这里还要再看一下provider->getNextBuffer(&mBuffer); 猜测这里获取到的buffer实际上已经经过变速处理后的数据了。
status_t TimestretchBufferProvider::getNextBuffer(
AudioBufferProvider::Buffer *pBuffer)
{
...
do {
mBuffer.frameCount = mPlaybackRate.mSpeed == AUDIO_TIMESTRETCH_SPEED_NORMAL
? outputDesired : outputDesired * mPlaybackRate.mSpeed + 1;
status_t res = mTrackBufferProvider->getNextBuffer(&mBuffer); // 读取buffer
...
// time-stretch the data
dstAvailable = min(mLocalBufferFrameCount - mRemaining, outputDesired);
size_t srcAvailable = mBuffer.frameCount;
processFrames((uint8_t*)mLocalBufferData + mRemaining * mFrameSize, &dstAvailable,
mBuffer.raw, &srcAvailable); // 调用processFrames()来对数据作time stretch处理
// release all data consumed
mBuffer.frameCount = srcAvailable;
mTrackBufferProvider->releaseBuffer(&mBuffer);
} while (dstAvailable == 0); // try until we get output data or upstream provider fails.
...
return OK;
}
void TimestretchBufferProvider::processFrames(void *dstBuffer, size_t *dstFrames,
const void *srcBuffer, size_t *srcFrames)
{
ALOGV("processFrames(%zu %zu) remaining(%zu)", *dstFrames, *srcFrames, mRemaining);
// Note dstFrames is the required number of frames.

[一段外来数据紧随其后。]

PR #235, opened 2025-06-09
Dive communication protocol: Client implementation

elviscapiaq:
- Threading:
    - First thread: Main thread to send requests to the server.
    - Second thread: A keep-alive thread checks the connection periodically via a ping-pong mechanism.
- A timeout parameter was added to Recv function to allow pingServer to use it.

### DIFF
--- a/network/messages.cc
+++ b/network/messages.cc
@@ -16,13 +16,6 @@ limitations under the License.
 
 #include "messages.h"
 
-#ifdef WIN32
-#    include <winsock2.h>
-#    undef SendMessage
-#else
-#    include <netinet/in.h>
-#endif
-
 constexpr uint32_t kMaxPayloadSize = 16 * 1024 * 1024;
 
 namespace Network
--- a/network/platform_net.h
+++ b/network/platform_net.h
@@ -1,0 +1,47 @@
+/*
+Copyright 2025 Google Inc.
+
+Licensed under the Apache License, Version 2.0 (the "License");
+you may not use this file except in compliance with the License.
+You may obtain a copy of the License at
+
+http://www.apache.org/licenses/LICENSE-2.0
+
+Unless required by applicable law or agreed to in writing, software
+distributed under the License is distributed on an "AS IS" BASIS,
+WITHOUT WARRANTIES OR CONDITIONS OF ANY KIND, either express or implied.
+See the License for the specific language governing permissions and
+limitations under the License.
+*/
+
+#pragma once
+
+#ifdef WIN32
+#    define _WINSOCK_DEPRECATED_NO_WARNINGS
+#    define NOMINMAX
+#    include <winsock2.h>
+#    include <ws2tcpip.h>
+#    pragma comment(lib, "Ws2_32.lib")
+
+// On Windows, a socket is a pointer-sized handle to ensure 32/64-bit compatibility.
+using SocketType = uintptr_t;
+// The value for an invalid socket on Windows is INVALID_SOCKET (~0).
+constexpr SocketType kInvalidSocketValue = ~static_cast<SocketType>(0);
+
+using ssize_t = SSIZE_T;
+
+#    undef SendMessage
+
+#else
+#    include <netdb.h>
+#    include <poll.h>
+#    include <sys/un.h>
+#    include <unistd.h>
+#    include <netinet/in.h>
+
+// On POSIX systems, a socket is a file descriptor (`int`).
+using SocketType = int;
+// Functions that return a file descriptor use -1 to indicate an error.
+constexpr SocketType kInvalidSocketValue = -1;
+
+#endif
--- a/network/tcp_client.cc
+++ b/network/tcp_client.cc
@@ -18,10 +18,13 @@ limitations under the License.
 
 #include "tcp_client.h"
 
+namespace
+{
 constexpr uint32_t kKeepAliveIntervalSec = 5;
 constexpr uint32_t kPingTimeoutMs = 5000;
 constexpr uint32_t kHandshakeMajorVersion = 1;
 constexpr uint32_t kHandshakeMinorVersion = 0;
+}  // namespace
 
 namespace Network
 {
--- a/network/CMakeLists.txt
+++ b/network/CMakeLists.txt
@@ -20,7 +20,7 @@ project(network)
 
 set(NETWORK_SRCS socket_connection.cc messages.cc tcp_client.cc)
 
-set(NETWORK_HDRS socket_connection.h serializable.h messages.h tcp_client.h)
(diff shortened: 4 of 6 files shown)


elviscapiaq:
I fixed the error for WIndows. The `Winsocket` library has a macro called `SendMessage` which is a function name I am also using in `messages.cc`, so this Windows macro was replacing `SendMessage` to `SendMessageA` and I was getting 'no definition of symbol found ...'. For many hours I assumed the error was linking the symbols for the DLL on WIndows. it was painful but I learned something new from Win Sockets.

network/tcp_client.cc
```diff
@@ -0,0 +1,490 @@
...
+WITHOUT WARRANTIES OR CONDITIONS OF ANY KIND, either express or implied.
+See the License for the specific language governing permissions and
+limitations under the License.
+*/
+
+#include <chrono>
+
+#include "tcp_client.h"
+
+constexpr int      kKeepAliveIntervalSec = 5;
```
wangra-google, line 21: curious why this is a `int` not an `uint32_t`?

network/tcp_client.cc
```diff
@@ -0,0 +1,490 @@
...
+    }
+}
+
+ClientStatus TcpClient::GetClientStatus() const
+{
+    std::lock_guard<std::mutex> lock(m_status_mutex);
+    return m_status;
+}
+
+ClientStatus TcpClient::SetClientStatus(ClientStatus status)
```
wangra-google, line 484: when do we need the return value? and why do we return `return m_status = status;`

network/tcp_client.cc
```diff
@@ -0,0 +1,490 @@
...
+        }
+        return absl::Status(handshake_status.code(),
+                            absl::StrCat("Connect: Handshake fail: ", handshake_status.message()));
+    }
+
+    std::cout << "Client: Connected & StartKeepAlive." << std::endl;
+    auto keep_alive_status = StartKeepAlive();
+    if (!keep_alive_status.ok())
+    {
+        if (absl::IsAlreadyExists(keep_alive_status))
```
wangra-google, line 98: do we need to call `m_connection.reset();` here?

network/tcp_client.cc
```diff
@@ -0,0 +1,490 @@
...
+        {
+            std::cout << keep_alive_status.message() << std::endl;
+        }
+        else
+        {
+            SetClientStatus(ClientStatus::STATUS_ERROR);
```
wangra-google, line 104: do we need to call m_connection.reset(); here?

network/tcp_client.cc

if (!mAudioPlaybackRateValid) { // 我们传入的speed是1.3,pitch是1,所以mAudioPlaybackRateValid肯定是true,会走else分支
...
} else {
switch (mFormat) {
case AUDIO_FORMAT_PCM_FLOAT:
...
case AUDIO_FORMAT_PCM_16_BIT:
if (sonicWriteShortToStream(mSonicStream, (short*)srcBuffer, *srcFrames) != 1) { // 先将数据写入到libsonic进行变速(不变调)处理
ALOGE("sonicWriteShortToStream cannot realloc");
*srcFrames = 0; // cannot consume all of srcBuffer
}
*dstFrames = sonicReadShortFromStream(mSonicStream, (short*)dstBuffer, *dstFrames); // 读取变速处理完成后的数据
break;
...
}
}
}
果不其然,通过TimeStretchBufferProvider获取的数据,都会先经过libsonic进行变速不变调处理,处理完成之后,再由Track的hook函数进行重采样处理,重采样完成之后还要将数据转化成AudioMixer技持的格式,以备后面混音用:
void AudioMixer::convertMixerFormat(void *out, audio_format_t mixerOutFormat,
void *in, audio_format_t mixerInFormat, size_t sampleCount)
{
switch (mixerInFormat) {
case AUDIO_FORMAT_PCM_FLOAT:
switch (mixerOutFormat) {
case AUDIO_FORMAT_PCM_FLOAT:
memcpy(out, in, sampleCount * sizeof(float)); // MEMCPY. TODO optimize out
break;
case AUDIO_FORMAT_PCM_16_BIT:
memcpy_to_i16_from_float((int16_t*)out, (float*)in, sampleCount);
break;
default:
LOG_ALWAYS_FATAL("bad mixerOutFormat: %#x", mixerOutFormat);
break;
}
break;
case AUDIO_FORMAT_PCM_16_BIT:
switch (mixerOutFormat) {
case AUDIO_FORMAT_PCM_FLOAT:
memcpy_to_float_from_q4_27((float*)out, (const int32_t*)in, sampleCount);
break;
case AUDIO_FORMAT_PCM_16_BIT:
memcpy_to_i16_from_q4_27((int16_t*)out, (const int32_t*)in, sampleCount);
break;
default:
LOG_ALWAYS_FATAL("bad mixerOutFormat: %#x", mixerOutFormat);
break;
}
break;
default:
LOG_ALWAYS_FATAL("bad mixerInFormat: %#x", mixerInFormat);
break;
}
}
至此,整个变调的过程就结束了,总结一下,其实包含核心处理流程就是两步:
1. 通过TimestretchBufferProvider进行变速(不变调)处理,变速的计算公式为:effectiveSpeed = speed / max(pitch, AUDIO_TIMESTRETCH_PITCH_MIN_DELTA),所以调高音调是先作降速处理,调低音调是先作加速处理。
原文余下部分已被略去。